> [Exercise] Copy exactly the lines of the data below that run from the line holding "generated with the" through the line holding "to cause heap-buffer-overflow.", both ends included.

> [Exercise data]
Issue #16867, opened 2019-03-03
Assertion failure in S_regmatch (regexec.c:7279)


p5pRT:
Migrated from [rt.perl.org#133885](https://rt-archive.perl.org/perl5/Ticket/Display.html?id=133885) (status was 'open')

Searchable as RT133885$

p5pRT:
### From @dur-randir

#### Created by @dur-randir



While fuzzing perl v5\.29\.8\-21\-gde59f38ed9 built with afl and run
under libdislocator\, I found the following program

s\(\(?\{my sub f\}\)\(\)\)00

to cause an assertion failure&#8203;:

perl&#8203;: regexec\.c&#8203;:7295&#8203;: ssize\_t S\_regmatch\(regmatch\_info \*\, char \*\,
regnode \*\)&#8203;: Assertion \`o\->op\_type == OP\_NEXTSTATE || o\->op\_type ==
OP\_DBSTATE || \(o\->op\_type == OP\_NULL && \( o\->op\_targ == OP\_NEXTSTATE
|| o\->op\_targ == OP\_DBSTATE \) \)' failed\.

GDB stack trace is following&#8203;:

\#0  \_\_GI\_raise \(sig=sig@&#8203;entry=6\) at \.\./sysdeps/unix/sysv/linux/raise\.c&#8203;:50
\#1  0x00007ffff7c25535 in \_\_GI\_abort \(\) at abort\.c&#8203;:79
\#2  0x00007ffff7c2540f in \_\_assert\_fail\_base \(fmt=0x7ffff7d87ee0
"%s%s%s&#8203;:%u&#8203;: %s%sAssertion \`%s' failed\.\\n%n"\,
&nbsp;    assertion=0x10ec280 \<\.str\.318> "o\->op\_type == OP\_NEXTSTATE ||
o\->op\_type == OP\_DBSTATE || \(o\->op\_type == OP\_NULL && \( o\->op\_targ ==
OP\_NEXTSTATE || o\->op\_targ == OP\_DBSTATE \) \)"\, file=0x10ca1e0 \<\.str\.2>
"regexec\.c"\, line=7295\, function=\<optimized out>\) at assert\.c&#8203;:92
\#3  0x00007ffff7c330f2 in \_\_GI\_\_\_assert\_fail \(
&nbsp;    assertion=0x10ec280 \<\.str\.318> "o\->op\_type == OP\_NEXTSTATE ||
[...]

Issue #17279, opened 2019-11-08
heap-buffer-overflow in Perl_my_atof3


dur-randir:
This is a bug report for perl from sergey.aleynikov@gmail.com,
generated with the help of perlbug 1.41 running under perl 5.31.6.

[Please describe your issue here]

While fuzzing perl v5.31.5-213-g9bec17d7c built with afl and run
under libdislocator, I found the following program

0=~/\p{nV:-0}/

to cause heap-buffer-overflow. ASAN diagnostics are:

==44466==ERROR: AddressSanitizer: heap-buffer-overflow on address 0x602000001375 at pc 0x000000db90b1 bp 0x7ffc4c3fe2f0 sp 0x7ffc4c3fe2e8
READ of size 1 at 0x602000001375 thread T0
    #0 0xdb90b0 in Perl_my_atof3 /home/afl/afl-asan/numeric.c:1564:14
    #1 0x816b5d in Perl_parse_uniprop_string /home/afl/afl-asan/regcomp.c:23624:24
    #2 0x88ce21 in S_regclass /home/afl/afl-asan/regcomp.c:17210:44
    #3 0x8673b8 in S_regatom /home/afl/afl-asan/regcomp.c:13538:19
    #4 0x849b82 in S_regpiece /home/afl/afl-asan/regcomp.c:12404:11
    #5 0x849b82 in S_regbranch /home/afl/afl-asan/regcomp.c:12324
    #6 0x7a6080 in S_reg /home/afl/afl-asan/regcomp.c:12026:10
    #7 0x78122f in Perl_re_op_compile /home/afl/afl-asan/regcomp.c:7738:9
    #8 0x55c406 in Perl_pmruntime /home/afl/afl-asan/op.c:8089:6
    #9 0x752a87 in Perl_yyparse /home/afl/afl-asan/perly.y:1260:23
    #10 0x614bfc in S_parse_body /home/afl/afl-asan/perl.c:2529:9
    #11 0x60a9b6 in perl_parse /home/afl/afl-asan/perl.c:1820:2
    #12 0x5352bd in main /home/afl/afl-asan/perlmain.c:132:18
    #13 0x7f7b3ec4509a in __libc_start_main (/lib/x86_64-linux-gnu/libc.so.6+0x2409a)
    #14 0x43ccb9 in _start (/home/afl/afl-asan/perl+0x43ccb9)

0x602000001375 is located 0 bytes to the right of 5-byte region [0x602000001370,0x602000001375)
[...]

PR #19577, opened 2022-04-01
Accept \p{nv=-0}

khwilliamson:
Some platforms already ignore the minus sign.  The Unicode standard says
the minus sign should be ignored always.

(But always doing so would cause it to not properly get the only
negative numeric value character in Unicode; I have submitted a ticket
to Unicode about this.  Nevertheless, it is in keeping with the letter
and spirit of the standard for the leading minus to be ignored for -0)

Note that -0 not being treated as legal was being tested for.  This was the result of a fuzzing operation trying this out and getting assertion failures (#16867), and not because the old behavior was desired.  When this P.R is merged, I'll open a ticket to create a new test for that failure.  It's not immediately obvious to me, since it was generated by fuzzing.

### DIFF
--- a/regcomp.c
+++ b/regcomp.c
@@ -24679,6 +24679,15 @@ S_parse_uniprop_string(pTHX_
                     break;
                 }
             }
+
+            /* Turn nv=-0 into nv=0.  These should be equivalent, but vary by
+             * underling libc implementation. */
+            if (   i == name_len - 1
+                && name[name_len-1] == '0'
+                && lookup_name[j-1] == '-')
+            {
+                j--;
+            }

> [Answer area]
generated with the help of perlbug 1.41 running under perl 5.31.6.

[Please describe your issue here]

While fuzzing perl v5.31.5-213-g9bec17d7c built with afl and run
under libdislocator, I found the following program

0=~/\p{nV:-0}/

to cause heap-buffer-overflow. ASAN diagnostics are:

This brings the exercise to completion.